DATA PROVIDED Start Marker

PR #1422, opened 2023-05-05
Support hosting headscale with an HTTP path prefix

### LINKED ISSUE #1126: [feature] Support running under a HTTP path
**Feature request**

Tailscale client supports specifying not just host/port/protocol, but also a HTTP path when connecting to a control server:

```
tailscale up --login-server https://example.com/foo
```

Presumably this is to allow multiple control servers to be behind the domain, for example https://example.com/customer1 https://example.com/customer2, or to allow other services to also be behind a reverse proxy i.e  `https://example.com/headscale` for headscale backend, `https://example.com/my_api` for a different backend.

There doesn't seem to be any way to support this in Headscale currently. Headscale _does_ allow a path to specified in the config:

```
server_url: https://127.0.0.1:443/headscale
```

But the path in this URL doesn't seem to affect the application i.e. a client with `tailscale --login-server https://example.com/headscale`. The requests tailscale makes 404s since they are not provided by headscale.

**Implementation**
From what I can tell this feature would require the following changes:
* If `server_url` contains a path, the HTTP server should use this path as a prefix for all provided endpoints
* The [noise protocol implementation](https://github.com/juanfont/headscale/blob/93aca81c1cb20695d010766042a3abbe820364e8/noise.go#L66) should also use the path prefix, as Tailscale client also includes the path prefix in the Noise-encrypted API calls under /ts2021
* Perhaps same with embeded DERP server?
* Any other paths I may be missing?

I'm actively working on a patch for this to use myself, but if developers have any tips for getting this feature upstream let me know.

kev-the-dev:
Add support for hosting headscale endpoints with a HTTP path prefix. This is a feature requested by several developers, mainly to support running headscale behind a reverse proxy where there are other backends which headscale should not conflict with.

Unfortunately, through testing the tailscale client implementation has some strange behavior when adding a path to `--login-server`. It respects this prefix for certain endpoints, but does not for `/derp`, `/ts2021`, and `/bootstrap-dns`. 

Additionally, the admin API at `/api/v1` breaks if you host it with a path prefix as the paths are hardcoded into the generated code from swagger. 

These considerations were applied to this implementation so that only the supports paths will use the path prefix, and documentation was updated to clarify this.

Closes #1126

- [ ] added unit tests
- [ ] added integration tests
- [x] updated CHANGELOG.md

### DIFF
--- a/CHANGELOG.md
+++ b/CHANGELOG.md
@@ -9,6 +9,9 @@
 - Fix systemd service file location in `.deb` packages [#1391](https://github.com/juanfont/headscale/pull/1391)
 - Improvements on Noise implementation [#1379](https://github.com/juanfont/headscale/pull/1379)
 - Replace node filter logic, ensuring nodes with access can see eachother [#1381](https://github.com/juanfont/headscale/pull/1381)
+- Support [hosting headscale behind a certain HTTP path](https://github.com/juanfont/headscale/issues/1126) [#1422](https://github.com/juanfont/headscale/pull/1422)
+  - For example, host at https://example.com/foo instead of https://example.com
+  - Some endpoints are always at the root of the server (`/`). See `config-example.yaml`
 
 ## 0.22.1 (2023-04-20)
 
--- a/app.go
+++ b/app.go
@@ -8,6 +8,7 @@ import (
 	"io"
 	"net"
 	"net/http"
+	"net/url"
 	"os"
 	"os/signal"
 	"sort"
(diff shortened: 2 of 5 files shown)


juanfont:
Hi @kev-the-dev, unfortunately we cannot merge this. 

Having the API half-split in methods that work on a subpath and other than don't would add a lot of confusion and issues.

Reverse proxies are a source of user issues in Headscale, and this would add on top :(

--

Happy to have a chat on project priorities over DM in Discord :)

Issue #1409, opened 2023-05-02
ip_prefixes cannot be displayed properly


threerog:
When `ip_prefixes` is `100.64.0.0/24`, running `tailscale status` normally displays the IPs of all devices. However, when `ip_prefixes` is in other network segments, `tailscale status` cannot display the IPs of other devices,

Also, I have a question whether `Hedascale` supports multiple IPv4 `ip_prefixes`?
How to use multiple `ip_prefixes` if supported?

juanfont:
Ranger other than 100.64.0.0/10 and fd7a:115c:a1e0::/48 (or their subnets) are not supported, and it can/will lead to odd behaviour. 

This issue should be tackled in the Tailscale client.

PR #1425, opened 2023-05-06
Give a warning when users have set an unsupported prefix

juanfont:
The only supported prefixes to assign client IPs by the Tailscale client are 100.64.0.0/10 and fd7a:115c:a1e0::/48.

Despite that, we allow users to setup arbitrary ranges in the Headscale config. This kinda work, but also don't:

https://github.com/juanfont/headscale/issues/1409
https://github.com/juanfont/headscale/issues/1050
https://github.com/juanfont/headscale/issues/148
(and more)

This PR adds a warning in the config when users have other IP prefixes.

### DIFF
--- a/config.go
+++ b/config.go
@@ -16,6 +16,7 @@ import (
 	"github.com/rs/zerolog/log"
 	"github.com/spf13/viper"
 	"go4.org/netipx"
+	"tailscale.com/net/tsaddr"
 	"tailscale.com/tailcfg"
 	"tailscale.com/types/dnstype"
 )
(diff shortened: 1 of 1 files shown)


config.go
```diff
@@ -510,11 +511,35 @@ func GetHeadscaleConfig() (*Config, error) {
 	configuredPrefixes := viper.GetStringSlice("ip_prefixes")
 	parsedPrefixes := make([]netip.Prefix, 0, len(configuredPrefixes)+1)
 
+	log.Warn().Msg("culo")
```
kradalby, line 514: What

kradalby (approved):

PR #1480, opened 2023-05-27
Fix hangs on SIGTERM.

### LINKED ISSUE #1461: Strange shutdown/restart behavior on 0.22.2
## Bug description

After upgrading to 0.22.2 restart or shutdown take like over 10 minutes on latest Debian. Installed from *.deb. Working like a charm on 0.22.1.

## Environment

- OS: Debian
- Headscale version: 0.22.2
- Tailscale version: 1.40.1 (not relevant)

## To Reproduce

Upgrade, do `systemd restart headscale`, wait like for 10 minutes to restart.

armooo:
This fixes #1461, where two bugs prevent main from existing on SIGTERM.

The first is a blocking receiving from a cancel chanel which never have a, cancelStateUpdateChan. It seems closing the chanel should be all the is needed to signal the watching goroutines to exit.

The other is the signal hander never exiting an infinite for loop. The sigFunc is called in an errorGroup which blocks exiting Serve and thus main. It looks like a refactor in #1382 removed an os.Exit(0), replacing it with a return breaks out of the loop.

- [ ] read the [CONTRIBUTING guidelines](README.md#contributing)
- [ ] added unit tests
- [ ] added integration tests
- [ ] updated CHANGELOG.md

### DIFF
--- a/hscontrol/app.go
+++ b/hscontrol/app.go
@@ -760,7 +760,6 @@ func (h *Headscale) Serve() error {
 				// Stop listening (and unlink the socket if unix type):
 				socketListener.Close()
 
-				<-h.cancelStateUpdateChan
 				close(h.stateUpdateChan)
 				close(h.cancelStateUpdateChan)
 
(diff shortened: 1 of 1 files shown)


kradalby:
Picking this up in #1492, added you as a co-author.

DATA PROVIDED End Marker

Whenever a line of the entries contains the string "running", copy that line.

### LINKED ISSUE #1126: [feature] Support running under a HTTP path
Add support for hosting headscale endpoints with a HTTP path prefix. This is a feature requested by several developers, mainly to support running headscale behind a reverse proxy where there are other backends which headscale should not conflict with.
When `ip_prefixes` is `100.64.0.0/24`, running `tailscale status` normally displays the IPs of all devices. However, when `ip_prefixes` is in other network segments, `tailscale status` cannot display the IPs of other devices,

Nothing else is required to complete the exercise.